___ GIVEN INFORMATION ___

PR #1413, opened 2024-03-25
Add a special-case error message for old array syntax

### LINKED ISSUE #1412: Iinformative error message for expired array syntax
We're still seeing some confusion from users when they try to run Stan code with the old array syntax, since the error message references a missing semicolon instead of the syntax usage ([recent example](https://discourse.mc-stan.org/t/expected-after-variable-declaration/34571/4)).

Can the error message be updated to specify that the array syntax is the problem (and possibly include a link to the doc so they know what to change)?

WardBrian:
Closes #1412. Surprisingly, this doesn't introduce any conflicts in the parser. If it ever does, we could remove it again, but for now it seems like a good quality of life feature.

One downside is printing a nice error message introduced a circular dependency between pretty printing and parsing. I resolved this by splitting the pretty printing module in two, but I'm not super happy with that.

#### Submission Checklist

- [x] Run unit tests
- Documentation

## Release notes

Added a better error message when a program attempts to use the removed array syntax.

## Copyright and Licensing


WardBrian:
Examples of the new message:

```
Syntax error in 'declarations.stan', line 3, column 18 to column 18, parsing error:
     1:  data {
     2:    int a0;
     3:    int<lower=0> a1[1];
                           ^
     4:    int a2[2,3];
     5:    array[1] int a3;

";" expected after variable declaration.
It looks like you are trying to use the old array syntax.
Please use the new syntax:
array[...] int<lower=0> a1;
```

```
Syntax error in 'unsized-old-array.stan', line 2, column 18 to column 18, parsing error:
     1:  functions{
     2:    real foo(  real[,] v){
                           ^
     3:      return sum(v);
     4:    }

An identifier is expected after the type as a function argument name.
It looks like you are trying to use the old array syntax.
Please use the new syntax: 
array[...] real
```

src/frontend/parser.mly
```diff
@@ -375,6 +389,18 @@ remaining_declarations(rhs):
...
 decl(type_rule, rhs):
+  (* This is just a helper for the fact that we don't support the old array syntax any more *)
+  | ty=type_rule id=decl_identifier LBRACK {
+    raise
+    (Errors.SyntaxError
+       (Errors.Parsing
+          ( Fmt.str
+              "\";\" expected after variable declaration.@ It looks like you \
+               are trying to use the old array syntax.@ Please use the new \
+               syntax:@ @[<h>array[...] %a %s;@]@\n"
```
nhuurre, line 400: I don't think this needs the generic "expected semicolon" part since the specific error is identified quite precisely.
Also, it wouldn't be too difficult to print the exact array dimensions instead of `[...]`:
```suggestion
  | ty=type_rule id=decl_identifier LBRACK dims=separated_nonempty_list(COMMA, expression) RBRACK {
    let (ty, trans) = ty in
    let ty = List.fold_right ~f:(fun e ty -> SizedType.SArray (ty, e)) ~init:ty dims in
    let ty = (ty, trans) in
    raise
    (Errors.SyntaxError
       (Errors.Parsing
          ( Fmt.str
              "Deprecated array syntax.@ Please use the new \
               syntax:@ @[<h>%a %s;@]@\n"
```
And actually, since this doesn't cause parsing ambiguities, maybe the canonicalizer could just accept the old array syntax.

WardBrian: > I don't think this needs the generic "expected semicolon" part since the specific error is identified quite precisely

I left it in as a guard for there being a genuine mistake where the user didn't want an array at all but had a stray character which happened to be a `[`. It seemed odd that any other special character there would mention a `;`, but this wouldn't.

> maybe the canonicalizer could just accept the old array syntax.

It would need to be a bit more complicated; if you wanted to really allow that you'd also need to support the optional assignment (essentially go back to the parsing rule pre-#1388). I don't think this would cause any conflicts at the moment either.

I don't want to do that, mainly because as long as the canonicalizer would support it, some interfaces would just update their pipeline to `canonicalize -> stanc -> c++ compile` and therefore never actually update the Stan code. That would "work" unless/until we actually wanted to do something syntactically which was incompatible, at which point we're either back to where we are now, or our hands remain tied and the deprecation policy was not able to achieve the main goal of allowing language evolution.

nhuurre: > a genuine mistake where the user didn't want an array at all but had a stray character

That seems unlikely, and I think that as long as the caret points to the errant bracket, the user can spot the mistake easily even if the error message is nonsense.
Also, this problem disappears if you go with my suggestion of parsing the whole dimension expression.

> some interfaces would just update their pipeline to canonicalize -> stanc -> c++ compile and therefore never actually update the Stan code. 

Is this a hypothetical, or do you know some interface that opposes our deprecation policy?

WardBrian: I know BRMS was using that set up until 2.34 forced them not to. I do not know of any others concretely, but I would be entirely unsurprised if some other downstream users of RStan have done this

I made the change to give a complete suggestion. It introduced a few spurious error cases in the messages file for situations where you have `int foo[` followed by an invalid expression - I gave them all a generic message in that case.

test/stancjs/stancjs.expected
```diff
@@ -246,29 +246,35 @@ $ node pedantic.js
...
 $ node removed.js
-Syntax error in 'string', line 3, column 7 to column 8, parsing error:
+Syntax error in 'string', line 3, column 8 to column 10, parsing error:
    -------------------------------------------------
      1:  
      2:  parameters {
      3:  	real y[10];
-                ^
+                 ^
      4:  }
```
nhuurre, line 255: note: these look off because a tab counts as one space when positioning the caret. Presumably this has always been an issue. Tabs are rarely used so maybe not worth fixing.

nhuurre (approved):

___

WORK INSTRUCTIONS: Repeat exactly the lines of the material above, taking the first line, the line with "Closes #1412. Surprisingly, this", and every line between them.

EXERCISE ANSWER:
PR #1413, opened 2024-03-25
Add a special-case error message for old array syntax

### LINKED ISSUE #1412: Iinformative error message for expired array syntax
We're still seeing some confusion from users when they try to run Stan code with the old array syntax, since the error message references a missing semicolon instead of the syntax usage ([recent example](https://discourse.mc-stan.org/t/expected-after-variable-declaration/34571/4)).

Can the error message be updated to specify that the array syntax is the problem (and possibly include a link to the doc so they know what to change)?

WardBrian:
Closes #1412. Surprisingly, this doesn't introduce any conflicts in the parser. If it ever does, we could remove it again, but for now it seems like a good quality of life feature.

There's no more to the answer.